Discovering an interpretable mathematical expression for a full wind-turbine wake with artificial intelligence enhanced symbolic regression

TL;DR

This paper introduces an AI-enhanced symbolic regression method to discover an interpretable mathematical model for wind-turbine wake velocity deficits, improving prediction accuracy in the near-wake region.

Contribution

The study develops a novel genetic symbolic regression algorithm incorporating domain knowledge to derive a concise, physically informed wake model with high predictive accuracy.

Findings

The model accurately predicts wake velocity deficits across the full wake region.

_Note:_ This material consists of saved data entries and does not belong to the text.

PR #11292, opened 2021-04-06
Polysmorps bleed green blood like xenos do, and species without blood don't bleed red

ChesterTheCheesy:
# General Documentation
BLOOD FOR THE BLOOD GOD

### Intent of your Pull Request
SWEET BLOOD, IT SINGS TO ME

###Explain what the purpose of your PR is. Mention if you tested your changes.
Makes polysmorphs bleed actual xeno blood, since their blood is already established to be acid. It can be scanned and stores the polysmorphs DNA. And yes, i tested it, obviously.

Additionally, species with NOBLOOD species trait, when being hit by projectile, "bleed" grey. Polys have a green effect now.

### Why is this change good for the game?
Makes roundstart race trackable by blood like humans and actual xenos are.

# Wiki Documentation
### Briefly describe your PR and the impacts of it, in layman's terms. 
CRAWLING IN MY SKIN

### What general grouping does this PR fall under? 
BLOOOOD, SO MUCH BLOOD

# Changelog
:cl:  
rscadd: Polysmorphs now bleed green like they always should have.
bugfix: species with no blood no longer bleed red when hit by ballistic projectiles
imageadd: added generic blood splatter
/:cl:

PR #11412, opened 2021-04-25
Revert "Polysmorps bleed green blood like xenos do, and species without blood don't bleed red"

Bibby0110:
Reverts yogstation13/Yogstation#11292

This is still hacky code so apparently I have to fix it myself.


Bibby0110:
The code is still bad but I’m sure you’ll manage

PR #11420, opened 2021-04-27
fixes escape pods probably

SomeguyManperson:
gives each pod a corresponding number to the docking ports they go to so they actually like land
:cl:  
bugfix: escape pods now work
/:cl:


patpol4 (approved):
Oh right i forgot about that

wejengin2:
well this didnt work

PR #11426, opened 2021-04-27
holdup now won't force trigger on the target moving

SomeguyManperson:
forgot about that little bit being there and not not there
:cl:  
bugfix: holdup no longer force triggers on movement, uses non-forced trigger
/:cl:


MegaEmpirical:
Isn't this the point of it?

SomeguyManperson:
was moved alongside other stuff when fixing them being able to spam disarms or whatever on the holdup initiator, shouldn't trigger while being pulled

PR #11439, opened 2021-04-30
Removes borg *Spin stunlock I guess

UselessTheremin:

this was complained about in dev public by Steamed, so I did a thing. *spin now has a 4 second cooldown, and the person is knocked down for 4.1 seconds instead of the previous 6 seconds. 

stunlock bad

:cl:  
tweak: borg spin stun now paralyzes for 4.1 seconds
tweak: *spin has a 4 second cooldown
/:cl:

### DIFF
--- a/code/datums/components/riding.dm
+++ b/code/datums/components/riding.dm
@@ -262,7 +262,7 @@
 /datum/component/riding/human/force_dismount(mob/living/user)
 	var/atom/movable/AM = parent
 	AM.unbuckle_mob(user)
-	user.Paralyze(60)
+	user.Paralyze(41)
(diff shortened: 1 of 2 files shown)


alexkar598:
Dont really like how it affects the spin for carbons too, kinda sad

UselessTheremin:
> Dont really like how it affects the spin for carbons too, kinda sad

why do you need to spin more than once in 4 seconds also im pretty sure the duration is about 4 seconds

Marmio64:
people like to be dumb and spin a bunch cause its fun. maybe solve the spin stunlock by instead making spin only knock you down rather than stun

PR #11443, opened 2021-05-03
gives sol dry minor toxin healing

boodaliboo:
irl ginger root is a exceptional for helping with nausea even in processed soda that effect is noticable so decided to give it minor toxin healing
:cl:  
rscadd: Added minor toxin healing to sol dry
/:cl:


SomeguyManperson:
already has an effect on disgust, more unique than being reskinned tea

PR #11447, opened 2021-05-04
probably fixes vote panel

SomeguyManperson:
moves all the voting stuff out of the admin only tab
# Changelog

:cl:  
bugfix: tgui vote panel now works
/:cl:


alexkar598 (approved):

tgui/packages/tgui/interfaces/Vote.js
```diff
@@ -117,6 +103,43 @@ const AdminPanel = (props, context) => {
   );
 };
 
+const VotePanel = (props, context) => {
```
alexkar598, line 106: Not a fan of using things before they're declared but w/e

PR #11461, opened 2021-05-10
[admin] fixes a mbug where mpeople get too much mknowledge

ynot01:
key_name was used instead of designated key_name_mentor meant specifically to be used for mentors


SomeguyManperson (approved):
gaming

Incorporating domain knowledge reduces search space and improves model robustness.

Validated with experimental and numerical data.

Abstract

The rapid expansion of wind power worldwide underscores the critical significance of engineering-focused analytical wake models in both the design and operation of wind farms. These theoretically-derived ana lytical wake models have limited predictive capabilities, particularly in the near-wake region close to the turbine rotor, due to assumptions that do not hold. Knowledge discovery methods can bridge these gaps by extracting insights, adjusting for theoretical assumptions, and developing accurate models for physical processes. In this study, we introduce a genetic symbolic regression (SR) algorithm to discover an interpretable mathematical expression for the mean velocity deficit throughout the wake, a previously unavailable insight. By incorporating a double Gaussian distribution into the SR algorithm as domain knowledge and designing a hierarchical equation structure, the search space is reduced, thus efficiently finding a concise, physically informed, and robust wake model. The proposed mathematical expression (equation) can predict the wake velocity deficit at any location in the full-wake region with high precision and stability. The model's effectiveness and practicality are validated through experimental data and high-fidelity numerical simulations.